A total of 18 liver samples of primary tumor and adjacent nontumor were subjected to single-cell clustering analysis. All the cells were annotated into 10 cell clusters (Figure 7A, B), including Cytotoxic T cells, epithelial cells, naive B cells, proliferative cells, myeloid cells 2, cancer stem cells, plasma cells, and myeloid cells 1. From the bubble plot of the marker genes in the cell clusters, it could be observed that some marker genes (PON1, ANPEP, and CD24) expressed in cancer stem cells were also expressed in epithelial cells (Figure 7C), suggesting that epithelial cells had the features of tumor cells in LIHC progression or the potential to transform into cancer cells. Moreover, the proportion of cytotoxic T cells in tumor group (18.88%) was markedly lower than that in non-tumor group (61.75%) but the proportion of cancer stem cells in tumor group (31.49%) was notably higher than that in non-tumor group (3.18%) (Figure 7D). In addition, the five independent prognostic genes were mainly expressed in cancer stem cells and epithelial cells (Figure 7E), in particular, the expressions of SLC2A1 and TFF2 in epithelial cells of tumor group were notably higher than those of nontumor group (Figure 7F).

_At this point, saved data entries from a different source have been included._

PR #554, opened 2023-02-05
Location Assertion Requirement HIP

ilovespectra:
Wrote a HIP in hopes to reduce some of the concern around the DC rewards in allegedly gaming hotspots.


vincenzospaghetti:
@ilovespectra let me know when you've made the updates we discussed in Discord.

waveform06:
There are a lot of data-only hotspots that ARE asserted that people complain they think they are cheating. eg many on this list
https://explorer.helium.com/txns/iR8AGP1BIuCBmesPERLBzNAfpeqyE-ZsQcAu19cStm8
So how would making them assert remove suspicion for these - which is a much bigger group?

As Data-Only do not participate in PoC and cannot be triangulated by fixed location transmissions they could be asserted anywhere in the region and still look valid. As is the case with most of the above.

And can you provide more explanation of "Lastly, implement a mechanism that will attempt to redirect Data Transfer to eligible [asserted] hotspots. In the event there is not a hotspot in range to handle the Data Transfer, the communication will not be completed." as I dont think that is technically possible as its described in LoRaWAN.

ilovespectra:
I hear the concern about asserted hotspots and assertion dishonesty. I’d like to brainstorm ideas to help encourage honest participation. Realizing this HIP will not force it anymore than existing guidelines.Regarding the implementation of a re-selecting process, I suppose I imagined a mechanism similar to how beacons seek 14 witnesses and provide invalids when necessary. I imagined something along the lines of a try catch block that simply checks for assertion. In the event it is not asserted I don’t know exactly how the device would forward the data from the denied packet via RF like a beacon to other hotspots, but imagine there would be a way to encrypt and send that over radio after the DO hotspot receives the packet and is unable to forward it directly to the network. This would require technical know how outside my pay grade but I’d be happy to rework this phrasing and implementation alongside any qualified individuals in order to adequately address these issues. I really appreciate the feedback!On Feb 16, 2023, at 2:44 AM, Adrian ***@***.***> wrote:﻿
There are a lot of data-only hotspots that ARE asserted that people complain they think they are cheating. eg many on this list
https://explorer.helium.com/txns/iR8AGP1BIuCBmesPERLBzNAfpeqyE-ZsQcAu19cStm8
So how would making them assert remove suspicion for these - which is a much bigger group?
As Data-Only do not participate in PoC and cannot be triangulated by fixed location transmissions they could be asserted anywhere in the region and still look valid. As is the case with most of the above.
And can you provide more explanation of "Lastly, implement a mechanism that will attempt to redirect Data Transfer to eligible [asserted] hotspots. In the event there is not a hotspot in range to handle the Data Transfer, the communication will not be completed." as I dont think that is technically possible as its described in LoRaWAN.

waveform06:
Some background info for you.
A data-only or non PoC capable DIY hotspot does not need to be asserted to receive sensor data (uplinks). But it does need to be asserted somewhere in the correct region to send downlinks to sensors. As most sensor deployers probably need to send downlinks to sensors it could be assumed that new data-only hotspots that dont assert are not related to real sensor deployments. 
There is no requirement for a data-only to be accurately located and it is not possible for this to be validated.
There is a theoretical limit to how many DC a real hotspot could pass in a day of real sensor traffic. Some hotspots transfer more than this so the sensor data is almost certainly all faked.
As for sensor data working like PoC, well currently all hotspots do pickup sensor data and its sent from all hotspots to Helium so there is no need for hotspots to start forwarding data, as there is a decision at the back end who to pay out of the hotspots that send data.
On from that ...If you have a hotspot that is based in a sealed room or even if its a virtual hotspot with a fake location and its passing fake data why would we forward this on for payment by another hotspot? 
Or If the location were unasserted and it was in a real place and the all of the data was real (but forced) and not picked up by other real hotspots  I dont know how you could decide which other hotspots to pass the data thru as non of them picked up the signal and we dont want to pay for coverage that doesnt exist.

waveform06:
One thing I forgot to mention in the above. Is that as far as people who have looked at it can see, the group of wallets receiving the HNT income from the big list of asserted data-onlys are actually paying for the data transfer going thru their hotspots. It appears to be basically moving HNT from one set of wallets to another set via DC transfers for unknown reasons.

ilovespectra:
This was noticed by some members in the Discord and turns out it could be some form of money laundering, which is high effort - low result, but possible. It’s one of the only explanations since the DC is being paid for. There is a possibility a business is employing a large scale solution, writing the expense off as a business expense, and pocketing the HNT earnings to recoup personally money spent by their business. This is technically illegal but not within the jurisdiction of the network to try to interfere with. The tax man will be their enemy, not the network. As a permissionless network, I think it’s important to not interfere with network users, but simply make cheating more complicated. It sounds like an assertion requirement does not throw the stick in the spokes I’d hoped. 

I hear your previous concerns as well, about which hotspots are handling the data, and the absence of impact simply asserting may have. If there is any additional refining or suggestions that could be made that could bring this more into the scope of a required fix, I’m open to it. If my solution is half baked and will not positively impact the network, I won’t take any offense to this HIP being revised or discarded. Just wanted to help if I could. Thanks again for your feedback.

ilovespectra:
After discussion with the community, based on how exactly DO hotspots communicate with the network, I'm afraid this HIP doesn't hold any water. If someone wants to take the bones and make it something, be my guest, I'm happy to help however I can but I believe this location assertion HIP would not have the intended effect. Thanks for the time and the feedback, crew.

Issue #458, opened 2022-07-26
HIP 69: Re-assertion Fee Reduction


edakturk14:
# HIP 69: Re-assertion Fee Reduction

- Author(s): @therealjohnmac50
- Start Date: 2022-07-24
- Category: Economy 
- Original HIP PR: https://github.com/helium/HIP/pull/453
- Tracking Issue: [This](https://github.com/helium/HIP/issues/458) 
- Status: In Discussion 

# Summary

The average daily mining reward per hotspot is currently equal to around 50,000 DC; and it costs 1,000,000 DC to reassert a hotspot's location. 

As a result, it would take nearly a month for the average hotspot to earn enough to pay for one location reassertion.

Therefore, if we are trying to expand the network and want hotspots in saturated areas to move into less saturated areas (or moreover in lone wolf-like areas), the current reassertion price is not viable and needs to be reduced.

# Rendered View 

https://github.com/helium/HIP/tree/main/0069-reassertion-fee-reduction.md

BruggiR:
One could make the amount of the fee dependent on the ratio of the number of hotspots in the old hex to the number of hotspots in the new one

TheRealJohnMac50:
> One could make the amount of the fee dependent on the ratio of the number of hotspots in the old hex to the number of hotspots in the new one. two examples:
> 
> 1. old hex 10 hotspots , new hex 2 hotspots --> fee =1/5 of standard fee.
> 2. old hex 5 hotspots, new hex 5 hotspots --> fee = standard fee

This is one of many fantastic idea. Just like the rest, it is truly a brilliant idea. However, the technical requirements to make this possible is on an extremely grand level, as opposed to simply cutting the current reassertion fee in half. Therefore, for the sake of technical efficiency

abhay:
I agree that the technical implementation of this HIP is _just_ a chain variable change. Specifically it's updating the value of `staking_fee_txn_assert_location_v1` to `500000` (from current value: `1000000`). 

I'm concerned that halving the cost of assertion, however, with no other controls will only give arbitrageurs a cheaper way to adjust their asserted location (potentially more frequently) and increase the number of `assert_location_v2` transactions on chain which increases chain load. 

I'd be in favor of something aligned with what @BruggiR's recommendation. I think someone should do some more analysis but a framework like:

1. First N location asserts paid for by the manufacturers as they are today. (1 or 2 is the case in the wild)
[...]

PR #589, opened 2023-03-19
Iot assertion fees

charlesfayal:
Updating IoT Gateway assertion fees

### DIFF
--- a/0000-iot-assertion-fees.md
+++ b/0000-iot-assertion-fees.md
@@ -1,0 +1,71 @@
+- Start Date: 2023-5-19
+- HIP PR: <!-- leave this empty -->
+- Tracking Issue: <!-- leave this empty -->
+
+# Summary
+[summary]: #summary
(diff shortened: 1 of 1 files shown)


vincenzospaghetti:
Hi @charlesfayal - the community recently passed HIP 69 #458 to lower fees for 3 months, but it is not a permanent fee reduction, and the going consensus is that we **should not reduce fees permanently.** Is your proposal to reduce this permanently?

If so, you need to make the argument as to **WHY** this will benefit the network. Reducing fees has a direct correlation to a LOWER DAO Utility Score, which would not be a positive outcome for the IOT subDAO. 

Can you spend some more time on this HIP? Please reach out to me directly if you would like some help editing.

waveform06:
@hiptron please close this HIP 
agreed with author

abhay:
Closing on behalf of HIP editors.

PR #1000, opened 2024-04-29
HIP 111: Remove author

abhay:
Removing author, as recommended in https://github.com/helium/HIP/pull/986#issuecomment-2078346006

@mrfizzy99 FYI. Let me know if this is what you were hoping to do with the opening of HIP 120.


mrfizzy99:
Confirmed. 

I liked and contributed to 111, but got to complex as we ingested ideas with peoples input. Then when we were unwilling to edit the simple data requirement, everyone got upset.
So offering an alternative koolaid, or they can go thirsty voting no on both and keep the current statuesque.

abhay:
I think it'll be interesting if both end up going to a vote. We need a way to reconcile if both pass.

PR #1006, opened 2024-05-07
HIP 123: Redefining IOT Data-Only Hotspot Onboarding and Assertion Fees

Ducktatorrr:
This first draft of the HIP introduces changes to the onboarding and location assertion fee structure for data-only IoT hotspots on the Helium network. The proposal aims to lower the onboarding fees to 500,000 DC ($5) and allow one free location assertion every 30 epochs to encourage wider adoption and more frequent updates of hotspot locations... or at least, that's what's in this first draft. 

This HIP was initiated by members of the IOT Working Group.


waveform06:
HIP Editor notes:
## Stakeholders: Need to add 
Developers of Helium Wallets or Maker Apps that allow location assertion
Developers of Helium CLI and API tools that allow location assertion

## Detailed Explanation.
Confirm that the first assert is free.

## Drawbacks
A theoretical possible one is that a Maker doesn't update their maker app and either DO onboards/asserts don't work, or they go thru at the wrong cost. But as the only DO vendor I know is Seeed and they will  almost certainly update the maker app, its probably not a real problem.

## Deployment Impact
Who is doing the blockchain work? Need to request Foundation/Nova to do this unless you have already got a resource.
And there is an impact on Developers of Helium Wallets, Maker Apps, CLI and API tools that allow location assertion.

"This proposal is fully reversible and compatible with existing network practices." doesn't really say anything.

## Sucess metrics
Is that an increase in Data-Only assertions or any location assertions?
And unless there is a metric for reflecting "greater network utilization and coverage." best leave it out as a metric.

Last sentence is probably better as last sentence in motivation section

PR #1042, opened 2024-06-13
remove planner reference

madninja:
Planner will indeed need to reflect that boost rewards could be lower than the multiplier indicates, if it doesn’t already. This is not a HIP detail though, so removing it here for clarity


mrfizzy99:
Approved from HIP author.

PR #1088, opened 2024-09-19
Add IOT data pricing HIP

rawrmaan:
Adds proposal to increase data pricing on the IOT network from `1 DC` to `50 DC` per packet.

PR #1089, opened 2024-09-19
better iot pricing hip

BFGNeil:
a better look at iot pricing with use case explaining why 10x is the right figure.


abhay:
@BFGNeil how close are we to landing this one or the other one with @rawrmaan #1088

PR #1091, opened 2024-09-23
HIP 134: Reward MOBILE Carrier Beta Hotspots

jhella:
This was drafted based on discussion during the 9/19 MWG Meeting.


WorkingTitle-Helium:
If there's a way to know how many connections a hotspot gets AND if that can be a variable used to modify rewards a simple modifier based on connections is cleaner I think. 

"A hotspot serving unique connections will receive an additional 0.01 modifier per connection up to 100 connections." That way connections are the incentive, no need to track paid or unpaid data. Goal is to incentivize new hotspots being deployed in high traffic areas. You can drop the bump to 1.0 for hotspots in 103 modified areas as unique connections will drive what they should  be rewarded. Cap it at 100, either daily or rolling weekly, whichever is simpler.

jhella:
> If there's a way to know how many connections a hotspot gets AND if that can be a variable used to modify rewards a simple modifier based on connections is cleaner I think.
> 
> "A hotspot serving unique connections will receive an additional 0.01 modifier per connection up to 100 connections." That way connections are the incentive, no need to track paid or unpaid data. Goal is to incentivize new hotspots being deployed in high traffic areas. You can drop the bump to 1.0 for hotspots in 103 modified areas as unique connections will drive what they should be rewarded. Cap it at 100, either daily or rolling weekly, whichever is simpler.

Nova knows how many connections a hotspot is getting, but need to discuss with them how easy is it would be to use it as a variable like you suggested.  Was hoping to get some feedback on this in the next MWG.

I like the idea of 0.01 modifier up to 100 connections if it's easy to implement.  I do think data transferred is important.  I could set-up my hotspot on top of a busy highway and get a lot of connections, but I probably won't transfer a lot of data.  We want high footfall areas with long dwell times.  Plus rewarded data means someone paid for it and results in HNT burn which is good for the ecosystem flywheel.

WorkingTitle-Helium:
Easy to implement is something I have no information on. Up to the devs to let you know. I’d offer run the modified subscriber multiplier the following epoch. I.e. Monday’s connections modify Tuesday rewards just to smooth compute cycles. 

Requiring data thresholds gives an incentive to artificially use carrier plans to get rewards. Consider the what that will look like.

WorkingTitle-Helium:
Back to the importance of number of connections visibility, if it's possible for that number to be shared and even used in rewards calculations. 

Just had a conversation with a host asking if I could tell them how many unique phones connected, seems they have an interest in near real time hard data about foot traffic.

madninja:
> Back to the importance of number of connections visibility, if it's possible for that number to be shared and even used in rewards calculations.
> 
> Just had a conversation with a host asking if I could tell them how many unique phones connected, seems they have an interest in near real time hard data about foot traffic.

Remember that carriers don't pay for unique connections, but pay for data over connections, so rewarding per connection may not be the right way to incentivize deployments. I suggest that unique connections are useful from a planning perspective (and in fact planner has a layer showing just that)  and could count as an eligibility criteria for rewards instead.

zer0tweets:
@WorkingTitle-Helium I am concerned that introducing some linear rewards accelerator as a function of connections / data served could be a recipe for gaming. My suggestion is to keep it binary. I.e. we agree on a threshold, like 25 unique connections in the last day and, if you met the threshold - you are excused from CDR and maybe some other requirements. If you didn't - then you are not.

WorkingTitle-Helium:
@zer0tweets My thoughts were around carrier offload is something Nova could disable if a hotspot was somehow selected and gaming, just update the hotspot in question to a non-carrier version and all the 131 requirements are in place. Also my inclination is hotspots in high traffic areas that get 100+ connections a day should be rewarded more than non-carrier hotspots and hotspots with even 25 connections. I see that as encouraging the community to deploy in commercial locations. I am not a fan of any data transfer benchmark as most data is now paid and that's enough of a reward. Looking forward to discussing this in a HIP channel.

PR #1095, opened 2024-10-05
HIP 135: Transitioning to Templated MOBILE Coverage

jhbr821:


zer0tweets:
An important point that this HIP doesn't make very explicit (and I think a lot of people misunderstand) is that base coverage points != actual number of reward points a radio will end up earning. The proposal is that points will be calculated using the same method as we had before with propagation API active, except now we'll be using an "assumed template" for each radio vs. clutter adjusted data from the propagation API. I.e. whether hexes overlap with other radio hexes, what HIP 103 multiplier a hex has and what boost multiplier a hex has still applies. TL;DR, radios don't actually have "point assigned", but rather a template with a number of high-medium-low signal strength hexes they cover is assigned. And then the actual number of points is calculated based on what this template covers. We should probably publish a graphic with pictures of templates and how they compare for different radios to make it more clear.

abhay:
made some direct recommendations as commits to reduce the back and forth @jhbr821 @madninja @zer0tweets

PR #1103, opened 2024-10-11
Fix Outdoor Wifi sample picture

jhbr821:


abhay:
Is this ready to land @jhbr821 ?

jhbr821:
Yeah I had just copied the wrong picture for WiFi outdoor so this was fixing that. Otherwise it is done from my perspective.

abhay:
Sounds good. We'll land it.

PR #1140, opened 2024-12-13
Create 0000_removal_of_service_provider_emissions.md

heatedlime:
This HIP would remove the Service Provider MOBILE reward pool/emissions that are currently given to Service Providers (SP) as a rebate for using the network.


heatedlime:
Icing for now

PR #1150, opened 2025-01-17
HIP 142 HeliumXchange

HeliumXXX:


waveform06:
This looks like a presentation for investment rather than a Helium Improvement Proposal.
You don't need a HIP to create this. HIPs are for direct changes to the network.
The Community does not vote Nova/Foundation to award grants.

This is described as a standalone dapp that interfaces with Helium NFTs on Solana.
Just build it, like other apps that interface with NFTs on Solana.
Or apply for a grant direct
https://www.helium.foundation/grants

PR #1158, opened 2025-02-12
clarify that HIP-143 applies to MVNO data, not MNO offload

ferebee:
The pricing mechanism of HIP-143 makes sense for MVNOs, but different considerations apply to Wi-Fi offload by MNOs. Although MNOs are already testing offload onto the Helium network in the US, it’s not publicly known how their data will be priced in production.

If this HIP doesn’t intend to define pricing for MNOs, that should be made explicit.

### DIFF
--- a/0143-multi-geography-mobile-economics-update.md
+++ b/0143-multi-geography-mobile-economics-update.md
@@ -11,7 +11,7 @@
 
 ## Summary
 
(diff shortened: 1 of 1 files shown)


ferebee:
Well, I guess this may all be quite irrelevant actually...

3.8. Validation Analysis Based on the Key Markers Screened by SRRGs

The expressions of the five genes in different stages and grades in the TCGA database were compared. The expression of PON1 in the late stage (Stage III + IV) was significantly lower than in the early stage, whereas the expressions of TFF2 and SLC2A1 were remarkably higher in the late stage than in the early stage (Stage I + II; Supporting Information 3: Figure 2A). Additionally, PON1 and FBXL5 had significantly higher expression in low-grade tumors (G1 + G2) than in high-grade tumors (G3 + G4), whereas high-grade tumors (G3 + G4) had noticeably higher level of SLC2A1 than in low-grade tumors (G1 + G2; Supporting Information 3: Figure 2B). Next, according to qRT-PCR test, FBXL5 and PON1 were low-expressed but TFF2, TBC1D30, and SLC2A1 were high-expressed in the LIHC cells Huh7 (Figure 8A). As SLC2A1 was a risk factor expressed at more a higher level in LIHC cells, we further explored the potential biological functions of SLC2A1 on LIHC cells. The cell viability of Huh7 was significantly suppressed in comparison to the control cells after silencing SLC2A1 (Figure 8B). Further, the transwell assay revealed that SLC2A1 silencing notably lowered the number of invaded LIHC cells (Figure 8C). Wound healing assay also showed that the silencing of SLC2A1 markedly lowered the wound closure rate of LIHC cells (Figure 8D). These data suggested that SLC2A1 played a critical role in the progression of LIHC.